I have to bring my trailer to Miami in a week or two to pick up something for a project so I will hit up Polyumac and FGCI then. Until then I will keep on the demo and any planning.


----------



## Emerald Shiner (Dec 26, 2017)

JPizzle said:


> I found this on a website in regards to the US Composites two part foams. I think you could say both sides are correct. The foam doesn’t necessarily soak up water, yet any water that gets into a sealed place and has no where to go, is essentially submerging the foam in the water in the compartment.
> 
> 
> 
> ...


Exactly my point. If the boat is constructed properly no water should ever touch the foam.


----------



## DuckNut (Apr 3, 2009)

WhiteDog70810 said:


> Turning the boat over and pouring 2-part foam between the deck supports is a great idea. I wish I did it that way. If you want an excuse to learn to vacuum bag, you can be really fancy and cut the foam off level with the supports and then vacuum bag a layer of glass over the foam to protect it from the day-to-day wear and tear.
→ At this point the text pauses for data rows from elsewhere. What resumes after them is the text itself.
PR #1421, opened 2026-04-16
feat: add minecraft search tweaks

renner0e:
This is a common abbreviation for minecraft, anything to do with it is already pretty popular on flathub anyway and this sorta thing has already been done for youtube.

### after:
image

### before:
image


kolunmi:
ooo thanks

I think your regex is matching both `m` and `mc` since there is a `?` after the c

image

kolunmi:
image

PR #1422, opened 2026-04-16
fix(just): build before bundle

renner0e:
build-bundle is gonna fail when you don't build beforehand, we can use disable-updates here which makes iterative building so much faster because we don't update git sources anymore each time.


kolunmi:
thx

PR #1424, opened 2026-04-17
add bundle install support

kolunmi:
image


AlexanderVanhee:
Current issues: 
- Only opens the page on the second attempt of opening a bundle
- Both bundle and remote entry gets added to the cache
- Removing just after installing does not update the "installed" property of the entry.

Would it be easier for the backend to just have a separate dialog to install the bundle? It's something that I want to do in the future anyway...

AlexanderVanhee:
It seems to work better now, but the bug where the remove button does not disappear when removing just after install still persists.

AsciiWolf:
Don't forget to add the _BzBundleInstallDialog_ to POTFILES.in. ;-)

kolunmi:
https://github.com/user-attachments/assets/c596bd82-0481-4f5a-96f4-6c2139e16f0d

now we just need to make the UI pretty

kolunmi:
Gonna make the UI mockup implementation a separate pr. For now I want the technical improvements in main

PR #1438, opened 2026-04-23
Refresh entries with a subprocess

kolunmi:
Introduces `bazaar-refresh-worker` which pulls remote flatpak repo content outside of the main bazaar process. Once this subprocess exits, the many many allocations made by the complicated refresh routines, especially inside libxmlb, can be reaped instantly in a way that is more effective than using `malloc_trim()`. This significantly reduces memory usage over time.


kolunmi:
the main bazaar process now sits at around 225-275 mb according to btop, even after many refreshes

AlexanderVanhee:
LGTM

PR #1450, opened 2026-04-28
Fix custom widgets having no outline in HC mode

zoeyAhmed:
See commits for each fixed component

|Before|After|
|--------|-------|
| image | image|
| image | image|
| image |image|
| image |image|


kolunmi:
oooo thanks!

PR #1456, opened 2026-05-04
Add GNOME Extension support

AlexanderVanhee:


kolunmi:
hmm in search results it is a bit hard to tell which is an application and which is a gs extension

src/bz-gnome-extension-tile.blp
```diff
@@ -0,0 +1,139 @@
...
+    Box {
+      hexpand: true;
+      halign: end;
+      margin-end: 8;
+      valign: center;
+      spacing: 4;
+
+      Image {
+        icon-name: "circle-crossed-symbolic";
+        tooltip-text: _("This extension is not comptabile with your current version of GNOME.");
```
AsciiWolf:
```suggestion
        tooltip-text: _("This extension is not compatible with your current version of GNOME.");
```

Typo.

AsciiWolf:
Would it be possible to disable this? E.g. for non-GNOME setups? And do we really want to change Bazaar to a general purpose software store (like GNOME Software / KDE Discover)? I am a little bit puzzled about this, to be honest.

kolunmi:
yes we should disable this in non-gnome sessions

AlexanderVanhee:
> Would it be possible to disable this? E.g. for non-GNOME setups? And do we really want to change Bazaar to a general purpose software store (like GNOME Software / KDE Discover)? I am a little bit puzzled about this, to be honest.

Its already disabled for non GNOME environments

PR #1468, opened 2026-05-09
Update Simplified Chinese translation

Thundercup:
Update Simplified Chinese translation for new version


kolunmi:
Thanks so much! :cn:

PR #1469, opened 2026-05-09
Animated Transact Icon

kolunmi:
https://github.com/user-attachments/assets/2e1a1039-0ecb-49d4-90dd-9c9fdf3f59ec


AlexanderVanhee:
I would make the path width and shrunken down icon size constant between states, like 0.6 for the icon-scale and 3.0 for the path-width.

We will also need support for fallback icons, as otherwise the animation would not be visible.

kolunmi:
binding onto the wdgtrenderer also slows things down

kolunmi:
https://github.com/bazaar-org/bazaar/pull/1469/changes/ae70a0eb9792bb47726df81aef667fa0d64d24a3 seems to fix the slowdowns

PR #1477, opened 2026-05-11
Allow app cache deletion

AlexanderVanhee:
Also switched out our custom recursive folder size walking function with a Gio wrapper.

Screenshot From 2026-05-11 13-57-32


kolunmi:
ehh sure why not, thanks!

PR #1484, opened 2026-05-13
Fix install button not having the suggested action

AlexanderVanhee:
For some reason, get_install_btn_state has the side effect of adding or removing the "suggested-action" class from the install button. However, because the fallback didn't call a function, it also didn't manage the class correctly. Ideally, there wouldn't be any side effects, but managing styles through bindings is not possible so we have to piggy back.


kolunmi:
thanks!

PR #1301, opened 2026-08-11
fix: resolve Apple Clang warnings without reducing test coverage

loren-osborn:
# Summary

This resolves the project-owned Apple Clang warnings found in a comprehensive Debug build with UNIVERSAL_BUILD_ALL=ON.

The initial build produced 126 warning instances across 19 source locations. The changes address the underlying causes rather than suppressing diagnostics.

Most were stale locals, constants, aliases, or computations, but reviewing the cleanup also identified two unused test constructions that represented implicit test intent. Those have been retained and converted into explicit assertions instead of simply being removed.

# Changes

* Remove unused S_bits constants from efloat IEEE conversion paths.
* Remove the unused sticky-bit computation from efloat::round(). The calculation did not participate in the function’s rounding decision; rint() retains its separate sticky-bit logic where required.
* Remove genuinely stale test, benchmark, and example locals and aliases.
* Scope firstTime to the LNS exception-enabled path where it is used.
* Turn the existing areal signed-integer constexpr construction into an explicit static_assert.
* Move INTEGER_THROW_ARITHMETIC_EXCEPTION before the related includes so the intended configuration is expressed without macro-redefinition ambiguity.
* Make previously implicit fixpnt runtime construction/arithmetic coverage explicit by comparing runtime Q32 operations with the corresponding constexpr results.
* Make the LNS near--1 cancellation setup explicit by checking that the selected nearby negative operand lies between -1 and 0.

No warning suppressions, -Wno-* options, diagnostic pragmas, or casts added merely to silence the compiler are included.

### Test-coverage review

A follow-up semantic audit specifically examined whether executing any of the removed “unused” expressions could itself have constituted useful test coverage.

### Two cases were retained and made explicit:

* Q32 runtime construction and arithmetic checks
* the exact -1 LNS construction used by the catastrophic-cancellation setup

Temporary mutation tests confirmed that deliberately breaking either new check causes its corresponding test to fail.

Other removed constructions were verified to be redundant or side-effect-free for their existing test context.

# Validation

Validated on Intel macOS with Apple Clang 21:

* Clean comprehensive Debug build with UNIVERSAL_ENABLE_TESTS=ON and UNIVERSAL_BUILD_ALL=ON
* 0 compiler warnings
* Focused affected tests: 14/14 passed
* Complete Debug CTest suite: 1033/1033 passed
* git diff --check passed
* Changed lines formatted with git clang-format

Focused GNU GCC 13.3 validation on Ubuntu 24.04 also passed without new warnings in the affected targets.

## AI-assisted development disclosure

OpenAI Codex performed the warning inventory, repository investigation, implementation, semantic audit, mutation checks, and most test execution.

ChatGPT reviewed the changes and raised the concern that some apparently unused test constructions might themselves represent test coverage. That prompted the additional audit in which Codex identified two such cases and converted their implicit coverage into explicit assertions.

I reviewed the resulting changes and validation before submitting them for maintainer review.

## Summary by CodeRabbit

- **Bug Fixes**
  - Improved fractional rounding behavior by simplifying guard-bit handling while preserving away-from-zero rounding.
  - Strengthened validation for catastrophic cancellation and special numeric values.

- **Tests**
  - Added runtime checks comparing fixed-point arithmetic with constexpr results.
  - Expanded compile-time coverage for signed integer ordering.
  - Improved division and conversion verification under configured arithmetic-exception modes.

- **Chores**
  - Removed unused benchmark, test, and conversion configuration elements.
  - Clarified numeric test setups without changing supported public interfaces.

### DIFF
--- a/benchmark/performance/arithmetic/lns/log_add_algorithms.cpp
+++ b/benchmark/performance/arithmetic/lns/log_add_algorithms.cpp
@@ -296,7 +296,6 @@ try {
 
 	// Throughput iterations per config: scale down for the larger lns sizes
 	// so the benchmark completes in seconds rather than minutes.
-	constexpr std::size_t TPUT_TINY   = 1'000'000;
 	constexpr std::size_t TPUT_SMALL  =    75'000;
 	constexpr std::size_t TPUT_MEDIUM =    50'000;
 	constexpr std::size_t TPUT_LARGE  =    25'000;
--- a/elastic/efloat/arithmetic/division.cpp
+++ b/elastic/efloat/arithmetic/division.cpp
@@ -89,8 +89,6 @@ namespace {
 		// --- IEEE 754 special values ---
 		double qnan = std::numeric_limits<double>::quiet_NaN();
 		double pinf = std::numeric_limits<double>::infinity();
-		double ninf = -pinf;
-
 		if (reportTestCases) std::cout << "  NaN / finite...\n";
 		{
 			efloat<16> a(1.0), n(qnan);
--- a/elastic/efloat/arithmetic/division.cpp
+++ b/elastic/efloat/arithmetic/division.cpp
@@ -88,8 +88,8 @@ namespace {
 
 		// --- IEEE 754 special values ---
 		double qnan = std::numeric_limits<double>::quiet_NaN();
-		double pinf = std::numeric_limits<double>::infinity();
-		if (reportTestCases) std::cout << "  NaN / finite...\n";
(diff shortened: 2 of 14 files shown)


loren-osborn:
@Ravenwater, Not in this commit, but now that CodeRabbitAI is enforcing `.clang-format`, we should probably format the whole codebase with a single sweeping, single-purpose commit.

Ravenwater (approved):
ship it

Just be aware and careful. If you add too much you can have the foam expand too much and possibly separate the two pieces.


----------



## DuckNut (Apr 3, 2009)

Emerald Shiner said:


> Exactly my point. If the boat is constructed properly no water should ever touch the foam.


Emerald - we are on the same page and agree in a perfect world the stuff will never come in contact with water.

It all starts when the sun beats down on the sole and the hull is in cold water and condensation starts and all down hill form there.


----------



## SilentHunter (Jun 14, 2010)

wasting your time with foam in this hull. 

build a floor with stringers, its worth it.

if you plan to do anything bigger than a 15 you will need stringers, the floor will flex to much with a 20/25.

and whoever said to hang a 20inch shaft on this hull is wrong.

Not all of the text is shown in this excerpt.